Cecil Field gets spaceport license – but will anyone use it?

After years of effort, Florida’s Cecil Field got some good news Monday: they got their commercial spaceport license from the FAA. The former naval air station outside Jacksonville, currently used primarily for cargo and general aviation, will now be able to host horizontal launches of reusable launch vehicles for suborbital space tourism and potentially orbital launches as well.

There’s just one problem: it’s not clear if anyone will use Cecil Field as a spaceport any time soon. The license covers only horizontally-launched vehicles, so vertically-launched suborbital RLVs, like those proposed by Armadillo Aerospace, Blue Origin, and Masten Space Systems, would not be able to use Cecil. Also, the license apparently covers only some classes of horizontal vehicles, as a section of the final environmental assessment (EA) for Cecil’s spaceport license states:

Under the Proposed Action, JAA would offer the launch site to launch operators for two types of horizontal, piloted RLVs, referred to as Concept X and Concept Z launch vehicles. The Concept X vehicle contains two turbojet engines and two rocket engines powered by Jet-A fuel and liquid oxygen (LOX). The Concept Z vehicle consists of two components – a carrier aircraft mated with a suborbital launch vehicle. The carrier vehicle would have turbo jet engines while the launch vehicle would use a hybrid rocket engine powered by nitrous oxide and hydroxylterminated polybutadiene.

The Concept X vehicle sounds like Rocketplane Global’s XP vehicle (although the XP has one rocket engine, not two) while the Concept Z vehicle is clearly SpaceShipTwo. What’s not included here is a vehicle that takes off horizontally under rocket power, like XCOR’s Lynx.

The problem for Cecil is that Rocketplane Global is currently in stasis, with no guarantee that it will resume development of its vehicle (which would fly from Cecil 48 times a year, according to the EA). Meanwhile, Virgin Galactic is committed to Spaceport America, and Cecil Field hasn’t been included among the other sites the company has publicly stated it’s interested in, such as Sweden and the UAE. Moreover, the EA only anticipated four flights a year of the Concept Z vehicle.

Todd Linder, of the Jacksonville Aviation Authority, tells Reuters that his agency is working with “several potential customers”, but declined to identify them. “The big difference between Cecil Field and the New Mexico spaceport is that we have facilities already in place,” he said. That’s true, but arguably the bigger difference is that Spaceport America has a tenant signed up, and Cecil Field doesn’t. Infrastructure is necessary, but as facilities like Oklahoma Spaceport can attest, they’re alone not sufficient.

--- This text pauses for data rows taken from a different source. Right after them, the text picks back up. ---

PR #194, opened 2026-05-27
post: Update default branch post-26.05

mc-nv:
<sup>CI (internal): [#52829374](http://tritonserver.local/ci/pipelines/52829374)</sup>

#### What does the PR do?

Cherry-pick of `r26.05`#191 ("fix: streamline library distribution for 26.05 upstream container build") to `main`: removes an absent reference and changes library distribution out of the PyTorch image. Required so `main` can build against the `26.05` upstream container.

Changed files: `CMakeLists.txt`.

#### Checklist

- [x] I have made sure this PR is not a duplicate.
- [x] I have made sure the commit message is clear and follows [Conventional Commits](https://www.conventionalcommits.org/).
- [ ] I have added unit tests for any new functionality.
- [x] I have made sure all tests are passing.
- [ ] For documentation changes: I have previewed the changes and they render correctly.

#### Commit Type:

- [ ] `feat` (A new feature)
- [x] `fix` (A bug fix)
- [ ] `docs` (Documentation-only changes)
- [ ] `style` (Changes that do not affect the meaning of the code — formatting, whitespace, etc.)
- [ ] `refactor` (A code change that neither fixes a bug nor adds a feature)
- [ ] `perf` (A code change that improves performance)
- [ ] `test` (Adding missing tests or correcting existing tests)
- [x] `build` (Changes that affect the build system or external dependencies)
- [ ] `ci` (Changes to CI configuration files and scripts)
- [ ] `chore` (Other changes that don't modify src or test files)

#### Related PRs:

- triton-inference-server/server#8804
- triton-inference-server/model_analyzer#1024
- triton-inference-server/tensorrtllm_backend#857

Original (r26.05): triton-inference-server/pytorch_backend#191

#### Where should the reviewer start?

`CMakeLists.txt`

#### Test plan:

Cherry-pick of an already-merged fix on `r26.05`; verified against the 26.05 upstream container build.

- CI Pipeline ID: 52829374

#### Caveats:

Cherry-pick from `r26.05`.

#### Background

Part of TRI-1063 post-26.04 release maintenance: forward-port the 26.05 library-distribution fix so `main` builds cleanly against the 26.05 upstream container.

#### Related Issues:

Resolves: TRI-1063

PR #197, opened 2026-06-10
NV embedding layer loading

z52527:
## Problem

Some PT2/AOTI models need a one-time **native initialization** at model load — before the package is loaded — that cannot live inside `model.pt2`. A concrete example: a model whose custom ops resolve embedding tables from a process-global registry at execute time, where the weights are stored in sidecar files next to the package (not inside `model.pt2`). Loading the `.pt2` does not load them, so the **first inference request** fails:

```
... no binding registered for layer_id=1
-> Inductor model instance execution failure ... model_container_runner.cpp:150
```

The Triton PyTorch backend currently has no entry point to run such load-time initialization, so today it can only be done with fragile workarounds (e.g. an `LD_PRELOAD` shim that hijacks an unrelated CUDA call to piggyback on its timing).

## What this PR does

Adds a generic, optional **model-init hook** to the PT2 path. When a model's `config.pbtxt` sets the `MODEL_INIT_LIBRARY` parameter, the backend `dlopen()`s that shared library in `LoadModel()` — right before the `AOTIModelPackageLoader` is created (CUDA is already initialized there) — and calls a fixed C entry point. Design choices:

* **Backend stays generic** — it does not link against the library and knows nothing about what it does. It only `dlopen`s the `.so`, calls `triton_pytorch_model_init(model_dir, device_index)`, and releases it (`triton_pytorch_model_release` + `dlclose`) on unload. All model-specific logic lives in the user-provided plug-in, built and shipped downstream.
* **No new dependency** — the only added link is `${CMAKE_DL_LIBS}` (CMake's built-in libdl variable, for `dlopen`/`dlsym`/`dlclose`). The backend links no vendor libraries, so the stock `nvcr.io/nvidia/pytorch:26.05-py3` build is unaffected.
* **No-op by default** — a model without the parameter is completely unaffected; a `dlopen`/`dlsym` failure fails model load (fail-closed).
* **Scoped to the model lifetime** — the handle is held in `ModelState` and freed in the destructor.
* **Fixes a pre-existing parameters bug** — `ParseParameters()` was guarded by `if (!ModelConfig().Find("parameters", ...))`, so PT2 parameters were parsed only when the section was *absent*; any model that set a `parameters` block had them all (`INFERENCE_MODE`, …) silently ignored. Dropping the `!` makes them take effect.

The library must export:

```c
// Called once at model load, before the package is loaded.
void* triton_pytorch_model_init(const char* model_dir, int device_index);
// Optional; called once on unload with the handle returned above.
void  triton_pytorch_model_release(void* state);
```

Verified end-to-end on the official `nvcr.io/nvidia/tritonserver:26.05-py3` image with an AOTI model (parameter parsed → hook loaded → model READY → inference correct); also compiles against `main`.

### DIFF
--- a/CMakeLists.txt
+++ b/CMakeLists.txt
@@ -503,6 +503,7 @@ target_link_libraries(
     triton-core-backendapi # from repo-core
     triton-core-serverstub # from repo-core
     triton-backend-utils   # from repo-backend
+    ${CMAKE_DL_LIBS}       # dlopen/dlsym/dlclose for the MODEL_INIT_LIBRARY hook
     ${TRITON_PYTORCH_LDFLAGS}
     ${TRITON_PYTORCH_LIBS}
     $<$<BOOL:${TRITON_PYTORCH_OPTREE}>:optree>
--- a/README.md
+++ b/README.md
@@ -305,6 +305,56 @@ output: [
 > Support for batch sizes greater than 1 and for sequence batching for AOT Inductor compiled models has not be completed.
 > These Triton Server features are currently unavailable for PyTorch models compiled using AOT Inductor and packaged as a PT2 model archive.
 
+### Model Initialization Hook (`MODEL_INIT_LIBRARY`)
+
+Some models need to run one-time **native** initialization at load time — before
+the model package is loaded — that cannot be expressed inside `model.pt2`. A
+typical case is a model whose custom operators resolve large weights from a
+process-global registry at execute time, where those weights live outside the
+package (e.g. in sidecar files next to `model.pt2`) and must be read into memory
+and registered first.
+
+The PT2 path supports an optional, per-model hook for this. When a model's
+`config.pbtxt` sets the `MODEL_INIT_LIBRARY` parameter, the backend `dlopen()`s
+that shared library at model load and calls its initialization entry point. The
+backend does **not** link against the library and knows nothing about what it
+does; it only loads it, calls a fixed entry point, and releases it on unload.
+
+```
+parameters {
+  key: "MODEL_INIT_LIBRARY"
+  value: { string_value: "/abs/path/to/libmy_model_init.so" }
+}
+```
+
+The library must export the following C entry point, and may optionally export a
+matching finalizer:
+
+```c
+// Called once at model load, before the model package is loaded.
+//   model_dir    : the versioned model directory (the one containing model.pt2)
+//   device_index : the GPU ordinal for the instance, or -1 for CPU
+// Returns an opaque handle that is passed back to the finalizer on unload, or
+// NULL if there is nothing to keep.
+extern "C" void* triton_pytorch_model_init(const char* model_dir, int device_index);
+
+// Optional. Called once on model unload with the handle returned above.
+extern "C" void  triton_pytorch_model_fini(void* state);
+```
+
+If `MODEL_INIT_LIBRARY` is unset (the default), no library is loaded and this is
+a complete no-op. If it is set but the library cannot be `dlopen()`ed or does not
+export `triton_pytorch_model_init`, model load fails with an error.
+
+> [!WARNING]
+> `MODEL_INIT_LIBRARY` makes the backend load and execute native code from the
+> path given in the model configuration, in the server process and with its
+> privileges. Only point it at libraries you trust. This is the same trust level
+> already required for the model repository itself — a PT2 package contains
+> compiled code that runs when the model is loaded — so it does not widen the
+> trust boundary, but the model repository must remain a trusted,
+> operator-controlled source.
+
 ### PyTorch 2.0 Models
 
 PyTorch 2.0 features are available.
--- a/src/pt2/model_state.cc
+++ b/src/pt2/model_state.cc
@@ -353,9 +353,9 @@ ModelState::LoadModel(
 
   // Optional per-model native init hook (MODEL_INIT_LIBRARY parameter). Lets a
   // model run one-time native setup before its package is loaded -- e.g.
-  // loading external embedding weights into a process-global registry -- without
-  // the backend linking against or knowing anything about that library. No-op
-  // when the parameter is unset.
+  // loading external embedding weights into a process-global registry --
+  // without the backend linking against or knowing anything about that library.
+  // No-op when the parameter is unset.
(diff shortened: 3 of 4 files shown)


CMakeLists.txt
mc-nv, line 339: Same change was introduced in https://github.com/triton-inference-server/pytorch_backend/pull/194 and may require rebase.

CMakeLists.txt
```diff
@@ -630,3 +630,49 @@ export(
...
+# ===========================================================================
+if(${TRITON_ENABLE_GPU})
+  enable_language(CUDA)
+  set(NVE_ROOT "/workspace/deps/nve" CACHE PATH "nv-embedding-cache source root")
+  set(NVE_LIB_DIR "/workspace/nve_libs" CACHE PATH "dir containing libnve-*.so")
+
+  find_library(NVE_TORCH_OPS_LIB nve-torch-ops
+    PATHS ${NVE_LIB_DIR} NO_DEFAULT_PATH REQUIRED)
+  find_library(NVE_COMMON_LIB nve-common
+    PATHS ${NVE_LIB_DIR} NO_DEFAULT_PATH REQUIRED)
```
mc-nv: Is it possible to get more clarity on this libraries and where they will be distributed from. 
I can't find relevant library inside `nvcr.io/nvidia/pytorch:26.05-py3` which is source of dependency for "Triton PyTorch Backend", which will cause build failure in case of accepting this change.

README.md
whoisj, line 126: Looks like your changes need to be rebased onto latest `main` before they can be merged.

whoisj (changes requested):

src/pt2/model_state.cc
```diff
@@ -696,6 +705,29 @@ ModelState::ParseParameters()
       }
       TRITONSERVER_ErrorDelete(err);
     }
+    {
+      TritonJsonValue init_lib_param;
+      if (parameters.Find("MODEL_INIT_LIBRARY", &init_lib_param)) {
```
whoisj, line 710: The one change I'd make here would be to ensure that the lib file was located within the model repository (that's our standard rule for loading files from local disk), but I can live with this as-is for now. I'll take an action item to add the check later.

@z52527, would requiring the file to be inside Triton's model repository be a breaking change for you?

src/pt2/model_state.cc
```diff
@@ -720,6 +752,68 @@ ModelState::ParseParameters()
...
+                               << Name() << "\" (device_index=" << device_index
+                               << ").");
+}
+
+ModelState::~ModelState()
+{
+  if (model_init_dl_handle_ != nullptr) {
+    using ModelFiniFn = void (*)(void*);
+    auto* fini_fn = reinterpret_cast<ModelFiniFn>(
+        dlsym(model_init_dl_handle_, "triton_pytorch_model_fini"));
```
whoisj, line 809: "triton_pytorch_model_fini" is an odd name. Perhaps "triton_pytorch_model_release" or "triton_pytorch_model_close" would make more sense?

whoisj (dismissed):
Overall, this is good. Thank you for the contribution. I've left a couple of comments but am willing to accept this change as-is.

src/pt2/model_state.cc
z52527: Done. Renamed to "triton_pytorch_model_release". Thanks!

src/pt2/model_state.cc
z52527: I think it's fine as a follow-up. We'd just keep the .so inside a model directory rather than at the repo root.

CMakeLists.txt
z52527: Resolved in the latest revision, the backend no longer links NVE; it dlopen()s a user-provided plug-in via the new MODEL_INIT_LIBRARY hook, so nothing NVE-specific ships in the backend image.

CMakeLists.txt
```diff
@@ -503,6 +503,7 @@ target_link_libraries(
     triton-core-backendapi # from repo-core
     triton-core-serverstub # from repo-core
     triton-backend-utils   # from repo-backend
+    ${CMAKE_DL_LIBS}       # dlopen/dlsym/dlclose for the MODEL_INIT_LIBRARY hook
```
mc-nv, line 506: `CMAKE_` prefix is a reserved keyword, afraid it's usage may create some confusion. See examples below.
http://cmake.org/cmake/help/latest/manual/cmake-variables.7.html

Also change description explains following, which means those libraries are vital to preserve the functionality, isn't?
> An HSTU AOTI package (model.pt2) calls nve_ops::embedding_lookup(keys, layer_id),
which looks the embedding table up by layer_id in a process-global
NVELayerRegistry. The embedding weights do not live inside model.pt2 —
they are separate files next to it (<model_dir>/metadata.json +
<model_dir>/weights/*.nve). So loading the .pt2 does not load them, and the
first inference request fails

Could you please share the missed libraries origin ?

whoisj:
CI Pipeline ID: 55028851

CMakeLists.txt
whoisj: @z52527 please follow up with @mc-nv's requests. This is blocking merge.

whoisj:
I've pushed a change to make the pre-commit hook happy. @z52527, please pull your branch to receive my contribution before working on it to avoid conflicts; or duplicate my work in your own commit. Thanks.

CMakeLists.txt
z52527: Sorry for the confusion. PR description was stale; it still described the earlier "link NVE into the backend" version. I've updated it.
In the current revision the backend links no NVE or vendor libraries. There are no missing libraries to source. The only CMake change is target_link_libraries(... ${CMAKE_DL_LIBS}). CMAKE_DL_LIBS is a built-in CMake variable for the platform's dynamic-loading library (libdl), needed for the dlopen/dlsym/dlclose the hook uses.

whoisj:
@z52527 this PR is currently blocked by CI failures unrelated to this PR, that make it nearly impossible for me to validate this PR. I'll return to this PR as soon as those test failures have been resolved. Apologies for the delay.

whoisj:
CI Pipeline ID: 55960871

whoisj (approved):

PR #205, opened 2026-08-13
fix: add guard to aoti package loader

mattwittwer:
#### What does the PR do?

Serializes `torch::inductor::AOTIModelPackageLoader` construction in the pt2 path behind a process-wide mutex.

#### Checklist
- [x] PR title reflects the change and is of format `<commit_type>: <Title>`
- [x] Changes are described in the pull request.
- [x] Related issues are referenced.
- [ ] Populated [github labels](https://docs.github.com/en/issues/using-labels-and-milestones-to-track-work/managing-labels) field
- [ ] Added [test plan](#test-plan) and verified test passes.
- [x] Verified that the PR passes existing CI.
- [x] Verified copyright is correct on all changed files.
- [ ] Added _succinct_ git squash message before merging [ref](https://tbaggery.com/2008/04/19/a-note-about-git-commit-messages.html).
- [x] All template sections are filled out.
- [ ] Optional: Additional screenshots for behavior/output changes with before/after.

#### Commit Type:
Check the [conventional commit type](https://github.com/angular/angular/blob/22b96b9/CONTRIBUTING.md#type)
box here and add the label to the github PR.
- [ ] build
- [ ] ci
- [ ] docs
- [ ] feat
- [x] fix
- [ ] perf
- [ ] refactor
- [ ] revert
- [ ] style
- [ ] test

#### Test plan:

- CI Pipeline ID:

62435323

#### Related Issues: (use one of the action keywords Closes / Fixes / Resolves / Relates to)
- closes GitHub issue: #xxx

### DIFF
--- a/src/pt2/model_state.cc
+++ b/src/pt2/model_state.cc
@@ -47,6 +47,12 @@
 namespace {
 std::once_flag pytorch_interop_threads_flag;
 std::once_flag pytorch_intraop_threads_flag;
+
+// AOTIModelPackageLoader construction is not thread-safe: libtorch's
+// load_json_file() (model_package_loader.cpp) parses into a shared static
+// nlohmann::json, so concurrent package loads corrupt each other's metadata.
+// Serialize construction until this is fixed upstream.
+std::mutex aoti_package_loader_ctor_mutex{};
 }  // namespace
 
 namespace triton::backend::pytorch::pt2 {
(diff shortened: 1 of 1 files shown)


whoisj:
Can only a single model be loaded safely at a time?

mattwittwer:
> Can only a single model be loaded safely at a time?

@whoisj - Good clarification, model loading overall is still parallel. The mutex covers only the construction of torch::inductor::AOTIModelPackageLoader. Non-AOTI models are unaffected, and for AOTI models everything after construction (call-spec parsing, instance setup) runs outside the lock.

The issue is in libtorch here: [torch/csrc/inductor/aoti_package/model_package_loader.cpp](https://github.com/pytorch/pytorch/blob/6a1e400f48/torch/csrc/inductor/aoti_package/model_package_loader.cpp#L245) this parses each package's metadata into a function-local static nlohmann::json and returns a reference to it, so two loaders constructing concurrently corrupt each other's view.

whoisj (approved):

One final note: in a blog post announcing the license, Space Florida president Frank DiBello noted that Cecil Field isn’t the only facility that the state is contemplating developing for supporting suborbital spaceflight. “This capability – in addition to similar potential sites currently being researched at Kennedy Space Center and in Southern Florida – is critical to providing our state with the competitive edge it needs to be a key player in the U.S. space tourism industry,” he writes. KSC has the Shuttle Landing Facility, a runway that will soon no longer be needed for its primary mission of supporting shuttle landings. The southern Florida reference is less clear, as no specific proposal for a facility there has been announced.